Sorry for the negative tone, but it might be better have her get a fair offer from a complete stranger. Plus, did you say OK, as in Oklahoma? How much would it cost to have shipped? Maybe if she wants 500-1000 bucks or so, plus the G-note to get it home, its less than 2 grand into it. Caveat Emptor. Keep the friend skip the truck.


----------



## thelawnguy (May 20, 2001)

She moved here from Oklahoma. The truck is now local. The mileage is from traveling coast-to-coast every couple years as her husband is constantly being relocated.

FWIW if I can get it for under a grand I would drive it into the ground-I would never even consider replacing an engine or trans in this vehicle.

Im also looking at a clean, local 84 W250 with wimpy-looking Meyer plow and sno-commander badging on the sides for $2500 but am reluctant to spring for another 8 mpg vehicle. The Ford could be used as-is in the winter with decent snow tires a handy-ramp gate and snowblowers for residential route.

The big cloud in my mind, is that I have yet, in all my years, to have any luck with any Ford I have ever owned so the last one was ten years ago-an 85 f350 diesel lemon lol.


----------



## SLSNursery (Dec 21, 1999)

I agree with the drive it into the ground part. And, I think most of the 85 diesels were problematic (6.9?). If you can pick it up cheap you have nothing to lose, really. You'd probably be in a worse boat with the W250, with the added problem of 4wd that might fail, and an older plow to maintain. Are you going to make this a route truck for someone other than yourself?


----------



## jakegypsum (Jan 25, 2002)

Boy, do I know that feeling. I have owned Fords all of my life. I have also purchased used Fords and have also received the lightly used trucks that get put right into my workforce. The next thing you know, your replacing brakes, ignition system, etc. I have also had years of great performance. I have found that it depends on the PM work that is performed over the years. You stay on top and they will perform. 

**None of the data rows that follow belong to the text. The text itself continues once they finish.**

PR #3526, opened 2026-07-03
feat(integration): resolver_lookup R2 — S3-1 runtime executor integration, standalone-only (#1709)

zensgit:
## What

**R2** of resolver_lookup — the S3-1 runtime executor integration (owner-authorized 2026-07-03 with hard boundaries). Wires the merged R1 pure evaluator into `executeConfiguredRead` so an approved resolver_lookup config actually executes at runtime. **Backend only — ZERO frontend changes** (the resolver config-authoring form is R3, explicitly out of R2).

## How

- `read-source-read-runtime.cjs`: `resolver_lookup` added to `CONFIGURED_READ_SUPPORTED_MODES`; the S1-normalized `config` (byte-equal to the validator's normalized output per assertS1NormalizedConfig) threaded through `prepareConfiguredRead`; in `executeConfiguredRead`, after the outbound keyed read yields `raw`, resolver_lookup **returns `evaluateResolver(config, raw, {rowCap})` verbatim**, BYPASSING the generic field-map data plane (which stays for the other three modes).
- **Outbound read reuses the existing builder** — `buildReadSourceProbeRequest` already routes resolver_lookup down the single_record keyed branch (filter by keyField=inputs.key); the candidate ARRAY container is what the evaluator selects from. No new outbound path.

## Hard boundaries (owner-listed, enforced + seam-commented + tested)

- **No composition** — the resolver resolves one key to one value and returns it; its output is NEVER fed into a second read / BOM lookup / chained call. Test asserts **exactly ONE outbound read** (`readArgs.length === 1`).
- **No recursive BOM, no material→FBillNo chaining.**
- **No write** — read-only; test asserts `writeCalls.length === 0`.
- **No UI expansion** — zero frontend changes (config form is R3).
- **approved-only** (getForRuntime; draft/retired → 409), **key-only** ({inputs} strict allowlist), **values-free** (evidence leak-scanned: resolved value, field names, candidate values, key, credential, path all absent).

## Verification

Full plugin `pnpm test` exit 0 (all read-source / resolver / http-routes suites); type-check clean. Route test covers: exactly_one resolves → data:{resolver:{target,value}}; >1 → AMBIGUOUS + data:null (still 200 — a resolved outcome); container-missing coarse code; single outbound read (no chaining); zero write; values-free leak scan; approved-only 409. Reviewed the no-composition seam (immediate return, no downstream), no-write reachability, and config-threading safety directly.

Completes the owner-authorized resolver R0+R1+R2 (standalone). **R3 (route/config UI), composition, recursive BOM, and write remain separately gated.**

### DIFF
--- a/plugins/plugin-integration-core/__tests__/http-routes.test.cjs
+++ b/plugins/plugin-integration-core/__tests__/http-routes.test.cjs
@@ -6428,6 +6428,109 @@ async function testReadSourceConfiguredReadRoute() {
   console.log('  testReadSourceConfiguredReadRoute OK')
 }
 
+// R2 (#1709): resolver_lookup end-to-end through the S3-2 route — approved-only, key-only, read-tier,
+// standalone (data carries ONLY the resolver target+value), no write, values-free.
+async function testReadSourceResolverReadRoute() {
+  const readArgs = []
+  const writeCalls = []
+  const resolverConfig = {
+    version: 1,
+    systemId: 'sys_1',
+    requiredKind: 'erp:k3-wise-webapi',
+    object: 'material',
+    mode: 'resolver_lookup',
+    readPath: '/K3API/Material/GetList',
+    readMethod: 'POST',
+    operations: ['read'],
+    keyField: 'FNumber',
+    containerPaths: ['Data.Rows'],
+    resolverRule: 'exactly_one',
+    fieldMap: [{ source: 'FItemID', target: 'item_id' }],
+  }
+  const services = createMockServices({
+    externalSystemRegistry: {
+      async getExternalSystemForAdapter(input) {
+        return { id: input.id, kind: 'erp:k3-wise-webapi', credentials: { bearerToken: 'secret-token' }, config: { objects: {} } }
+      },
+    },
+    readSourceConfigStore: {
+      async saveVersion() { return {} },
+      async list() { return [] },
+      async get() { return {} },
+      async approve() { return {} },
+      async retire() { return {} },
+      async listAudit() { return [] },
+      async getForRuntime(input) {
+        if (input.id === 'rsc_draft') {
+          const error = new Error('not approved')
+          error.name = 'ReadSourceConfigNotApprovedError'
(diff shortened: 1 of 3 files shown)


zensgit:
Review result from this pass: PASS / no blocking findings.

I re-read the live head `b57a9afe6ed267b65dd83d70ba2a52523d9187ca` rather than relying on the existing approval summary. The R2 boundary holds: `resolver_lookup` is only admitted through the approved-config runtime path, the request body remains strict `{inputs}`, outbound is the existing keyed read builder, `executeConfiguredRead` returns the R1 evaluator outcome directly with no downstream read/write composition, and resolver evidence is still routed through the values-free `readSourceProbeEvidence` sanitizer.

Local verification run from an isolated worktree:
- `node plugins/plugin-integration-core/__tests__/read-source-read-runtime.test.cjs`
- `node plugins/plugin-integration-core/__tests__/read-source-resolver-evaluator.test.cjs`
- `node plugins/plugin-integration-core/__tests__/http-routes.test.cjs`

CI note: `test (20.x)` is green; `coverage` was still pending at my last check. Merge mechanics still need the branch to catch up with main.

Low / non-blocking nit: `plugins/plugin-integration-core/__tests__/read-source-read-runtime.test.cjs:55-56` still says S3-1 fail-closes resolver_lookup until R2 wires the evaluator. That is stale on this PR; it should say the fixture is the R2-supported resolver config shape. This does not affect runtime or test coverage, but it is worth cleaning to avoid the stale-audit trap we keep tripping over.

Note: GitHub will not let this account submit an APPROVE review on a PR authored by the same account, so this is recorded as a review comment rather than a formal approval state.

zensgit:
Low nit fixed on the PR branch.

Changed only the stale resolver fixture comment in `plugins/plugin-integration-core/__tests__/read-source-read-runtime.test.cjs` so it now reflects the R2-supported runtime path instead of the old pre-R2 fail-closed state.

Local verification: `node plugins/plugin-integration-core/__tests__/read-source-read-runtime.test.cjs` → PASS.

Commit: `33cecfd18`.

I am planning to sell my 89' F-150 in the next couple of months. It is 2 wheel drive with a 300 six cylinder, auto trans. It is in cherry condition. I have one guy who will give me $2,500.00. The key is to keep what you got in decent condition and you will be able to turn it over when needed.


----------



## Rick Pilgrim (Mar 15, 2002)

*Ford Truck value*

I've got an 89 e-250 van with the 300-6 and that solinoid is the only thing thats stood-up on it. The 2nd last F-150 we had would pull/haul our mowers/blowers around for a year1/2 and then it was time for another 351W- after 3 times of that,byebye. 500-1000 is about right-here but if its like our 94 F-Super Duty with its 7.3 Automatic get paid to take it


----------



## CPSS (Mar 15, 2002)

Have to agree with Phill, I've never had any luck with old used trucks. Seems every time you use it you have to spend money on a repair. We buy new Ford diesel trucks and keep them!


----------



## Rick Pilgrim (Mar 15, 2002)

*Ford truck value*

How do you get a Ford/navistar diesel to drive into the gound besides flattening the tires? My 94 F-Super Duty (450) with the 7.3 auto matic has lunched 5 transmissions,1 ring&pinionset, 3 waterpumps,2 injector pumps 2 sets of kingpin bushings, 4 visits to the dealer for trans computer problems and now the bolts are breaking out of the exhaust manifolds. Mine might be dragged to the ground by a tow truck,but not run into it. Anybody else have these troubles? Or Is it just me.


----------